Task to carry out: Please determine the number of lines in the material below that contain the word "test", and state it alone.

Dataset content below:

PR #17, opened 2025-12-03
Consolidate test URDF and launch files

eholum-nasa:
Mostly non-functional change to consolidate the test resources into a single URDF and launch file. Now you can launch one or the other VIA launch arg, as noted in the readme:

End of Dataset content.

Exercise response: 2